J Vasc Surg. 1988 Apr;7(4):549-53.
We hypothesized that chronic ischemia of peripheral vascular disease would lead to increased thromboxane A2 (TxA2) and decreased prostacyclin (PGI2) production and surgical correction of the ischemia would stabilize TxA2 and PGI2 at normal levels. TxA2 and PGI2 concentrations were determined in 22 patients before, during, and after arterial reconstruction for limb salvage and in 10 control subjects. Control samples and preoperative patient samples had no detectable TxA2 or PGI2 (less than 26 pg/ml). Five minutes after reperfusion TxA2 increased (TxA2 = 76.27 +/- 48.9 pg/ml, mean +/- SEM) and persisted at 1 day (TxA2 = 190.1 +/- 80.1 pg/ml), 2 days (TxA2 = 224.7 +/- 131.7 pg/ml), 5 days (TxA2 = 334.8 +/- 272.8 pg/ml), and 7 days postoperatively (TxA2 = 256.6 +/- 149.0 pg/ml). Elevated TxA2 production was not associated with chronic ischemia of peripheral vascular disease. Reperfusion of the severely ischemic limb caused significant TxA2 release.

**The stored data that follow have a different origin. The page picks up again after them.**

PR #3519, opened 2017-02-02
Enable cgroup metric collection by default

andrewkroh:
On Linux cgroup metric collection will be enabled by default. The feature is no longer labeled as experimental. The configuration option has been renamed from `cgroups` to `process.cgroups.enabled`.

### DIFF
--- a/metricbeat/metricbeat.full.yml
+++ b/metricbeat/metricbeat.full.yml
@@ -64,8 +64,8 @@ metricbeat.modules:
   # if true, exports the CPU usage in ticks, together with the percentage values
   #cpu_ticks: false
 
-  # EXPERIMENTAL: cgroups can be enabled for the process metricset.
-  #cgroups: false
+  # Enable collection of cgroup metrics from processes on Linux.
+  #process.cgroups.enabled: true
 
   # A list of regular expressions used to whitelist environment variables
   # reported with the process metricset's events. Defaults to empty.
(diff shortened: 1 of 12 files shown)


metricbeat/metricbeat.full.yml
```diff
@@ -64,8 +64,8 @@ metricbeat.modules:
   # if true, exports the CPU usage in ticks, together with the percentage values
   #cpu_ticks: false
 
-  # EXPERIMENTAL: cgroups can be enabled for the process metricset.
-  #cgroups: false
+  # Enable collection of cgroup metrics from processes on Linux.
+  #process.cgroups.enabled: true
```
ruflin: Should we add it to the short config as well as it is now a "default" feature?

andrewkroh: I'd rather leave it out of the short config. I'd actually be in favor of removing more stuff from the short config. I feel like there's a lot of "noise" in the files and we could have short comment at the top about "see xbeat.full.yml for a commented example with all options" and then remove everything that not necessary. I like the readability of something like [this](https://github.com/elastic/beats-docker/blob/master/build/metricbeat/config/metricbeat.yml).

ruflin: @andrewkroh Sounds like something we should discuss in general as it would also apply to all other beats. I kind of like the docs as it helps new users (I hope) but it is much more noisy, agree.

PR #3520, opened 2017-02-02
Add edits for prometheus module docs

dedemorton:
A few minor editorial fixes.

@ruflin The fields.yml file for the `collector` metricset is empty: https://github.com/elastic/beats/blob/master/metricbeat/module/prometheus/collector/_meta/fields.yml. Can you update the fields.yml file (or let me know the fields/descriptions, and I can add them)?

### DIFF
--- a/metricbeat/module/prometheus/collector/_meta/docs.asciidoc
+++ b/metricbeat/module/prometheus/collector/_meta/docs.asciidoc
@@ -2,6 +2,6 @@
 
 The Prometheus `collector` metricset fetches data from https://prometheus.io/docs/instrumenting/exporters/[prometheus exporters].
 
-All events with the same labels are grouped together as one event.
-
-//REVIEWERS: Should we say something about which Prometheus exporters are supported? Users might follow the link and think that all the exporters listed on the page are supported, but I'm not sure if that's true.
+All events with the same labels are grouped together as one event. The fields
+exported by this metricset vary depending on the Prometheus exporter that you're
+using.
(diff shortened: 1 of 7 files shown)


metricbeat/module/prometheus/collector/_meta/docs.asciidoc
```diff
@@ -1,5 +1,7 @@
-=== prometheus collector MetricSet
+=== Prometheus Collector Metricset
 
-This is the collector metricset of the module prometheus. It allows to fetch data from https://prometheus.io/docs/instrumenting/exporters/[prometheus exporters].
+The Prometheus `collector` metricset fetches data from https://prometheus.io/docs/instrumenting/exporters/[prometheus exporters].
 
 All events with the same labels are grouped together as one event.
+
+//REVIEWERS: Should we say something about which Prometheus exporters are supported? Users might follow the link and think that all the exporters listed on the page are supported, but I'm not sure if that's true.
```
ruflin: All the exporters are supported as it is all the same format.

dedemorton:
@ruflin I think users might be confused if they try look at the "Exported Fields" topic to figure out more about the fields returned by the collector metricset. Could we add some basic content in the fields.yml file so that we end up with a section that says something like the following? At least they'll understand why the field they're looking for is missing from the doc.

collector Fields
Stats about the Prometheus exporter. The fields exported by this metricset vary depending on the exporter that you're using.

ruflin:
@dedemorton We should not use the `fields.yml` here as it is also use to generate the template and other things. But we should add this to the docs of the metricset itself.

dedemorton:
@ruflin Updated based on your feedback.

dedemorton:
@ruflin Rebased. Should be ready to merge as soon as the checks have run.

我们推测,外周血管疾病的慢性缺血会导致血栓素A2(TxA2)生成增加,前列环素(PGI2)生成减少,而对缺血进行手术矫正会使TxA2和PGI2稳定在正常水平。我们测定了22例因肢体挽救而接受动脉重建手术的患者在手术前、手术中和手术后的TxA2和PGI2浓度,并与10名对照受试者进行了比较。对照样本和患者术前样本中未检测到TxA2或PGI2(低于26 pg/ml)。再灌注5分钟后,TxA2升高(TxA2 = 76.27 +/- 48.9 pg/ml,平均值 +/- 标准误),并在术后1天(TxA2 = 190.1 +/- 80.1 pg/ml)、2天(TxA2 = 224.7 +/- 131.7 pg/ml)、5天(TxA2 = 334.8 +/- 272.8 pg/ml)和7天(TxA2 = 256.6 +/- 149.0 pg/ml)持续升高。TxA2生成增加与外周血管疾病的慢性缺血无关。严重缺血肢体的再灌注导致TxA2大量释放。